# Any bird experts here?



## Loohan (Aug 4, 2019)

Yesterday i heard a little squeal or chirp and saw a small brown animal in my houytuynia vines in front of my cabin. Then later got a view of her body. At first i thought she must have a nest with eggs in the vines she was warning me to be careful of, but now i think she might be some juvenile. I don't know much about birds.
I saw her around several times yesterday and then this morning when i took these pix. NEVER IN FLIGHT! She seems unable to fly and just hops around in front of my cabin.
Maybe she is just too young and fell out of a nest, i dunno.
Anyway, she must be finding plenty of bugs to eat.
I have asked my big snake friends to spare her...


----------



## Tom (Aug 4, 2019)

Pic didn't show for me, but its a bit late in the season for them to be leaving the nest now. Any of this year's hatchlings should be out and about doing their own thing by now. Might be an injured bird or a juvenile that just hasn't quite figured things out yet. The _best _thing you can do either way is to leave it alone and let nature take its course.


----------



## Loohan (Aug 4, 2019)

Strange. I posted the image from one browser, then used a different one to access Tom's reply. I was logged out on the 2nd browser and only saw a thumbnail of my image. Once i logged in i saw the full pic plus a box said click image for full pic so then i saw an even bigger version.
Yes i intend to leave it alone but was curious what kind of bird.
I don't know much but suspect it's a quail.


----------



## Yvonne G (Aug 4, 2019)

My friend Google says it may be a brown thrasher??? And, like you thought, a young bird


----------



## Loohan (Aug 4, 2019)

Yvonne G said:


> My friend Google says it may be a brown thrasher??? And, like you thought, a young bird



Yes, i was just about to post that.

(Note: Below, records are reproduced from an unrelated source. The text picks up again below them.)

PR #748, opened 2020-08-29
Remove direct usage of Boost.MPL and Boost.TypeTraits from the library.

awulkiew:
Changes:
- new files:
   - `util/type_traits_std.hpp` - type traits not available in C++14 dependent only on standard headers, e.g. C++17 `bool_constant`, C++20 `remove_cvref`, non-standard `transcribe_const`, etc.
   - `util/type_traits.hpp` - geometry-related type traits dependent on tags, e.g. `is_linear`, `enable_if_point`, etc.
   - `util/sequence.hpp` - tools for manipulating `std::integer_sequence` and non-standard `type_sequence` (replacing `mpl::vector_c` and `mpl::vector` respectively), the interface is mimicking the one of `std::tuple` metafunctions, e.g. `sequence_element` replaces `mpl::at_c`
- `add_const_if_c` moved to util/type_traits_std.hpp, all usage removed or replaced with newly added `transcribe_const`
- `util::bare_type` moved to util/type_traits_std.hpp, all usage replaced with newly added `remove_cptrref`
- `is_range` moved to `util/range.hpp`
- added new tags:
   - `polylinear_tag` - range-based linear geometry (Ls, MLs)
   - `polysegmental_tag` - range-based linear or areal geometry (Ls, MLs, Ring, Poly, MPoly)
- added variadic templates in utilities like `select_most_precise`, `select_calculation_type_alt`
- `select_calculation_type` used instead of `select_most_precise` in `buffer::geographic_point_circle` to correctly handle `CalculationType`
- Boost.TypeTraits and Boost.MPL replaced in the majority of the library, what's left is:
   - `MPL_ASSERT` - I'd like to propose a separate PR for that
   - `Boost.Fusion` adaptation
   - in deprecated headers not included automatically like `util/compress_variant.hpp`
   - in `util/parameter_type_of.hpp` because Boost.FunctionTypes is used there for now
- `geometry::dimension<>` is derived from `std::integral_constant<std::size_t, trait::dimension<Geometry>::value>`, rationale:
    - to guarantee the type (standard uses std::size_t for such things, e.g. `std::array`'s size, `std::tuple_size<>::value`)
    - we already use `std::size_t` across the library for Dimensions
    - to allow users to define `trait::dimension` however they like as long as there is `value` member
    - this is a potentially breaking change
- `distance_result` for variants is implemented differently, it no longer can be a variant type, it is always the most precise numeric type for any combination of variant geometries and strategy (so result of a strategy), rationale:
   - simplicity
   - in order to get variant result the input types had to be specific which makes it unlikely, i.e. variant types had to hold geometries using different coordinate types and at least one of these types had to be more precise than double (so e.g. user-defined or `long double` in a compiler actually providing this as separate type to `double`), because in distance strategies all fundamental result types are promoted to `double`
   - still this is a potentially breaking change


include/boost/geometry/util/type_traits.hpp
```diff
@@ -0,0 +1,323 @@
...
+
+template <typename T>
+struct is_multi_linestring
+    : std::is_same<multi_linestring_tag, typename tag<T>::type>
+{};
+
+template <typename T>
+struct is_polylinear
+    : std::is_base_of<polylinear_tag, typename tag<T>::type>
+{};
```
awulkiew, line 132: I decided to use *polylinear* name for linear geometries which are not single segment. Similar to *polygonal* for areal geometries that are not a box. If you have a different idea feel free to propose a change.

include/boost/geometry/util/type_traits.hpp
```diff
@@ -0,0 +1,323 @@
...
+template <typename T>
+struct is_areal
+    : std::is_base_of<areal_tag, typename tag<T>::type>
+{};
+
+
+template <typename T>
+struct is_polysegmental
+    : bool_constant<is_polylinear<T>::value || is_polygonal<T>::value>
+{};
```
awulkiew, line 174: Here is another group of geometries, i.e. geometries based on ranges of segments which are not a single segment, both linear and areal. I named it `polysegmental` feel free to suggest a different name.

include/boost/geometry/util/type_traits.hpp
```diff
@@ -0,0 +1,323 @@
...
+template <typename T>
+struct is_multi
+    : std::is_base_of<multi_tag, typename tag<T>::type>
+{};
+
+
+template <typename T>
+struct is_multi_element
+    : bool_constant<is_point<T>::value || is_linestring<T>::value || is_polygon<T>::value>
+{};
```
awulkiew, line 186: Here is another group, single geometries which can be elements of a multi geometry. I didn't have an idea about a name so the one I used is more straightforward than the other ones I mentioned. I'm open to suggestion.

mloskot (approved):
I have not reviewed the code changes, but I like the general direction (removal of legacy libraries).
So, thank you @awulkiew and I give 👍  assuming tests and examples compile and pass, examples compile.

awulkiew:
I decided to move type_traits and sequence utilities from `detail` namespace to `util` namespace because:
- it's shorter
- it's easier to use in deeper `detail` namespaces like `strategies::detail`, e.g. `util::enable_if_linear` vs `geometry::detail::enable_if_linear`
Please let me know if you're ok with it.

awulkiew:
@mloskot I'll put it this way: the number of passing tests and compiling examples remains the same. ;)

awulkiew:
I'll wait with merging this for @barendgehrels merging https://github.com/boostorg/geometry/pull/752.

mloskot:
> I decided to move type_traits and sequence utilities from `detail` namespace to `util` namespace because
> it's shorter
> it's easier to use

I'd just point out that semantic of the `detail` namespace is "not a public interface, can change/deprecate/remove w/o notice".
The proposed simplification breaks that notion and it may hit back with users complaining about when things have been removed from the `util` what I see likely.

awulkiew:
@mloskot yes, I'm aware of that. I find it unlikely that these type traits will be modified in the future. The only candidate I can think of are metafunctions for sequences (`merge`, `combine`, etc.) which could have names changed to names consistent with other utils like `sequence_element`, `sequence_size`, etc. (named after metafunctions for `std::tuple`). So they could be named `sequence_merge`, `sequence_combine` or `merge_sequences`, `combine_sequences`, etc. Other than that I think the interface is ok.
With that said I wouldn't hesitate much if we wanted to do any change in the future because these tools are undocumented and AFAIU anything that is undocumented may be changed as well. I think it was already done in the past with algorithms in `boost::geometry` namespace. An example can be `sectionalize` which is in `algorithms/detail` directory but the function is in the `boost::geometry` namespace and at some point an additional `DimensionVector` template argument was added to it. I'm not endorsing this practice in general. I'm only pointing out that the code that is not documented is probably rarely used.

barendgehrels (approved):
I glanced through the changes, and it looks good to me, thanks!
But it's too much to review it in detail.

barendgehrels:
> I decided to move type_traits and sequence utilities from `detail` namespace to `util` namespace because:
> 
>     * it's shorter
> 
>     * it's easier to use in deeper `detail` namespaces like `strategies::detail`, e.g. `util::enable_if_linear` vs `geometry::detail::enable_if_linear`
>       Please let me know if you're ok with it.

Fine for me.

include/boost/geometry/util/type_traits.hpp
barendgehrels: Fine for me, it's clear.

include/boost/geometry/util/type_traits.hpp
barendgehrels: What is the difference with `linestring` ? Those are also linear geometries with not a single segment. But I assume you mean something else?

awulkiew: Yes, polylinear means linestring or multi_linestring. I added the tag in case someone wanted to use `tag_cast` instead and because we already have `polygonal_tag`.

include/boost/geometry/util/type_traits.hpp
vissarion: The names are fine by me too. I do not know if they make a lot of geometric sense but they are consistent and clear. So I have no objection.

PR #752, opened 2020-09-09
[buffer] Several changes necessary to handle different types

barendgehrels:
This should (at least partly) fix the recent observation of @awulkiew , and contains parts of my work I did before to support types other than double (without rescaling)

### DIFF
--- a/include/boost/geometry/algorithms/detail/buffer/get_piece_turns.hpp
+++ b/include/boost/geometry/algorithms/detail/buffer/get_piece_turns.hpp
@@ -149,44 +149,6 @@ class piece_turn_visitor
         return ! m_rings[piece1.first_seg_id.multi_index].has_concave;
     }
 
-
-    template <std::size_t Dimension, typename Iterator, typename Box>
-    inline void move_begin_iterator(Iterator& it_begin, Iterator it_beyond,
-                                    signed_size_type& index, int dir,
-                                    Box const& this_bounding_box,
-                                    Box const& other_bounding_box)
-    {
-        for(; it_begin != it_beyond
-                && it_begin + 1 != it_beyond
-                && detail::section::preceding<Dimension>(dir, *(it_begin + 1),
-                                                         this_bounding_box,
-                                                         other_bounding_box,
-                                                         m_robust_policy);
-            ++it_begin, index++)
-        {}
-    }
-
-    template <std::size_t Dimension, typename Iterator, typename Box>
-    inline void move_end_iterator(Iterator it_begin, Iterator& it_beyond,
-                                  int dir, Box const& this_bounding_box,
-                                  Box const& other_bounding_box)
-    {
-        while (it_beyond != it_begin
-            && it_beyond - 1 != it_begin
-            && it_beyond - 2 != it_begin)
-        {
-            if (detail::section::exceeding<Dimension>(dir, *(it_beyond - 2),
-                        this_bounding_box, other_bounding_box, m_robust_policy))
-            {
-                --it_beyond;
-            }
-            else
-            {
-                return;
-            }
-        }
-    }
-
     template <typename Piece, typename Section>
     inline void calculate_turns(Piece const& piece1, Piece const& piece2,
         Section const& section1, Section const& section2)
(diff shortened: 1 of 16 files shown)


include/boost/geometry/algorithms/detail/buffer/get_piece_turns.hpp
```diff
@@ -149,44 +149,6 @@ class piece_turn_visitor
...
-            {
-                --it_beyond;
-            }
-            else
-            {
-                return;
-            }
-        }
-    }
-
```
barendgehrels, line 189: @awulkiew : I don't remember why this was there, indeed. It is around 7 years old. But I disabled it, and it (now) runs all tests without problems, so I removed it. I have to come back to it, because a similar thing is also in the non-buffered turns.

This most probably fixes the type conflict for you. I can compile with Boost MultiPrecision, and it runs but still gives many errors. So I will continue later with this. The Union (for example) runs fine with Boost MP, so indeed it has to be something with buffer.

A friend told me.
http://prairienature.blogspot.com/2012/07/fledgling-brown-thrashers-in-backyard.html

I didn't think to do a reverse image search.


----------



## wccmog10 (Aug 4, 2019)

They look like young brown thrashers to me. And it sounds like the behavior you’d expect from baby birds. The noises were probably food begging vocalizations. It could be that this was a second clutch for the parents- hence the late timing. I’m not sure if brown thrashers will double clutch or not. I believe several bird species will lay as many clutches as they have food and weather for.


----------



## wccmog10 (Aug 4, 2019)

Tom said:


> Pic didn't show for me, but its a bit late in the season for them to be leaving the nest now. Any of this year's hatchlings should be out and about doing their own thing by now. Might be an injured bird or a juvenile that just hasn't quite figured things out yet. The _best _thing you can do either way is to leave it alone and let nature take its course.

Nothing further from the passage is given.